*** The data ***
PR #1292, opened 2020-09-16
Remove react-intl and related code

sjd78:
The react-intl package was used and initialized has never been
used directly.  Removing it will save complexity and bundle space.

The react-intl-po package is used to interface the js/json files to
zanata compatible po/pot files.


rszwajko (dismissed):
PR #1088 depends on it to provide hot-reloading of locales - see https://github.com/oVirt/ovirt-web-ui/pull/1088/files#diff-d3ad4834e3d3b4cc20c0e78de755b73f
Of course this could be re-implemented (again) however this requires some time.

My second concern is about the direction we are heading with translation: some recognized framework or our own solutions. In the long run I would rather choose react-intl (or similar framework).

hstastna (commented):
I am for removing react-intl, too. It makes sense to me because using it would require more changes, incl. changes for Admin portal, as we already discussed with @sgratch.

@sjd78 I still can see `"react-intl": "^2.1.2",` in _node_modules/babel-loader/package.json_ in `devDependencies`. I know that packages under devDependencies are packages that are only needed for local development and testing. So it seems to be ok. Just wanted to make sure. WDYT? Otherwise LGTM. Thanks! :)

sjd78:
> @sjd78 I still can see `"react-intl": "^2.1.2",` in _node_modules/babel-loader/package.json_ in `devDependencies`. I know that packages under devDependencies are packages that are only needed for local development and testing. So it seems to be ok. Just wanted to make sure. WDYT? Otherwise LGTM. Thanks! :)

TL;DR - It's not a problem.

Dependencies of dependencies don't really matter.  Doubly so for devDependencies of dependencies.  What matters most is what is in `yarn.lock`.  If you remove, or upgrade, or add a library in package.json, a `yarn install` will update `yarn.lock` with the necessary packages and versions.  `react-intl` got removed after I took it off the dependency list.  We're good to go.

hstastna (approved):

sjd78:
> PR #1088 depends on it to provide hot-reloading of locales - see https://github.com/oVirt/ovirt-web-ui/pull/1088/files#diff-d3ad4834e3d3b4cc20c0e78de755b73f
> Of course this could be re-implemented (again) however this requires some time.
>

WIth refactoring the init side of things, bridging that particular gap shouldn't be difficult.

>
> My second concern is about the direction we are heading with translation: some recognized framework or our own solutions. In the long run I would rather choose react-intl (or similar framework).
>

I don't foresee us investing time in converting from our current message infra to full react-intl.  We're not doing anything particularly complicated.  What we have is adequate, and is consistent with ovirt-engine-ui-extensions and similar to GWT webadmin i18n techniques.

hstastna (approved):
LGTM.

rszwajko (approved):

PR #1518, opened 2021-09-24
Refactor - Convert `roles` reducer to ImmerJS

sjd78:
Convert the `roles` reducer and related code from ImmutableJS to ImmerJS.

Things covered:
  - Convert from Set to Array in redux state to get good output with the redux devtool browser extension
*** End of The data ***
■ Task details: Please repeat each entry exactly as written.

■ Result of the task:
PR #1292, opened 2020-09-16
Remove react-intl and related code

sjd78:
The react-intl package was used and initialized has never been
used directly.  Removing it will save complexity and bundle space.

The react-intl-po package is used to interface the js/json files to
zanata compatible po/pot files.


rszwajko (dismissed):
PR #1088 depends on it to provide hot-reloading of locales - see https://github.com/oVirt/ovirt-web-ui/pull/1088/files#diff-d3ad4834e3d3b4cc20c0e78de755b73f
Of course this could be re-implemented (again) however this requires some time.

My second concern is about the direction we are heading with translation: some recognized framework or our own solutions. In the long run I would rather choose react-intl (or similar framework).

hstastna (commented):
I am for removing react-intl, too. It makes sense to me because using it would require more changes, incl. changes for Admin portal, as we already discussed with @sgratch.

@sjd78 I still can see `"react-intl": "^2.1.2",` in _node_modules/babel-loader/package.json_ in `devDependencies`. I know that packages under devDependencies are packages that are only needed for local development and testing. So it seems to be ok. Just wanted to make sure. WDYT? Otherwise LGTM. Thanks! :)

sjd78:
> @sjd78 I still can see `"react-intl": "^2.1.2",` in _node_modules/babel-loader/package.json_ in `devDependencies`. I know that packages under devDependencies are packages that are only needed for local development and testing. So it seems to be ok. Just wanted to make sure. WDYT? Otherwise LGTM. Thanks! :)

TL;DR - It's not a problem.

Dependencies of dependencies don't really matter.  Doubly so for devDependencies of dependencies.  What matters most is what is in `yarn.lock`.  If you remove, or upgrade, or add a library in package.json, a `yarn install` will update `yarn.lock` with the necessary packages and versions.  `react-intl` got removed after I took it off the dependency list.  We're good to go.

hstastna (approved):

sjd78:
> PR #1088 depends on it to provide hot-reloading of locales - see https://github.com/oVirt/ovirt-web-ui/pull/1088/files#diff-d3ad4834e3d3b4cc20c0e78de755b73f
> Of course this could be re-implemented (again) however this requires some time.
>

WIth refactoring the init side of things, bridging that particular gap shouldn't be difficult.

>
> My second concern is about the direction we are heading with translation: some recognized framework or our own solutions. In the long run I would rather choose react-intl (or similar framework).
>

I don't foresee us investing time in converting from our current message infra to full react-intl.  We're not doing anything particularly complicated.  What we have is adequate, and is consistent with ovirt-engine-ui-extensions and similar to GWT webadmin i18n techniques.

hstastna (approved):
LGTM.

rszwajko (approved):

PR #1518, opened 2021-09-24
Refactor - Convert `roles` reducer to ImmerJS

sjd78:
Convert the `roles` reducer and related code from ImmutableJS to ImmerJS.

Things covered:
  - Convert from Set to Array in redux state to get good output with the redux devtool browser extension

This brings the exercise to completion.